-- Requirement --
Take the entries that follow and write them out again, word for word.

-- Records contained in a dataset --
PR #3039, opened 2022-09-27
[master] remove Travis builds and enable CODEOWNERS

frankmeds:
## Backward Compatibility

### Implementation

- [X] **ready for review**

- [ ] local machine test

- [ ] small-scale cloud test


mauromedda (approved):

pavlops (approved):

.travis.yml.disabled
```diff
@@ -23,4 +23,4 @@ script:
   - if [[ "$TRAVIS_BRANCH" == "master" ]]; then docker run --rm -it -v /scilla:/scilla zilliqa_build:$TRAVIS_COMMIT -c './scripts/ci_build.sh && ./scripts/ci_report_coverage.sh'; fi
 
 env:
-  - VCPKG_ROOT=/vcpkg
+  - VCPKG_ROOT=/vcpkg
```
valeryz, line 26: nit: why remove end of line?

Jenkinsfile
```diff
@@ -17,42 +17,55 @@ spec:
...
-                sh "scripts/integration_test.sh --setup-env"
-            }
-            stage('Report coverage') {
-                // Code coverage is currently only implemented for GCC builds, so OSX is currently excluded from reporting
-                sh "./scripts/ci_report_coverage.sh"
-            }
+        try {
+          stage('Checkout scm') {
+              checkout scm
+              def skipci = sh(script: "git log -1 --pretty=%B | fgrep -ie '[skip ci]' -e '[ci skip]' | wc -l", returnStdout: true).trim()
```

-- Finished task --
PR #3039, opened 2022-09-27
[master] remove Travis builds and enable CODEOWNERS

frankmeds:
## Backward Compatibility

### Implementation

- [X] **ready for review**

- [ ] local machine test

- [ ] small-scale cloud test


mauromedda (approved):

pavlops (approved):

.travis.yml.disabled
```diff
@@ -23,4 +23,4 @@ script:
   - if [[ "$TRAVIS_BRANCH" == "master" ]]; then docker run --rm -it -v /scilla:/scilla zilliqa_build:$TRAVIS_COMMIT -c './scripts/ci_build.sh && ./scripts/ci_report_coverage.sh'; fi
 
 env:
-  - VCPKG_ROOT=/vcpkg
+  - VCPKG_ROOT=/vcpkg
```
valeryz, line 26: nit: why remove end of line?

Jenkinsfile
```diff
@@ -17,42 +17,55 @@ spec:
...
-                sh "scripts/integration_test.sh --setup-env"
-            }
-            stage('Report coverage') {
-                // Code coverage is currently only implemented for GCC builds, so OSX is currently excluded from reporting
-                sh "./scripts/ci_report_coverage.sh"
-            }
+        try {
+          stage('Checkout scm') {
+              checkout scm
+              def skipci = sh(script: "git log -1 --pretty=%B | fgrep -ie '[skip ci]' -e '[ci skip]' | wc -l", returnStdout: true).trim()
```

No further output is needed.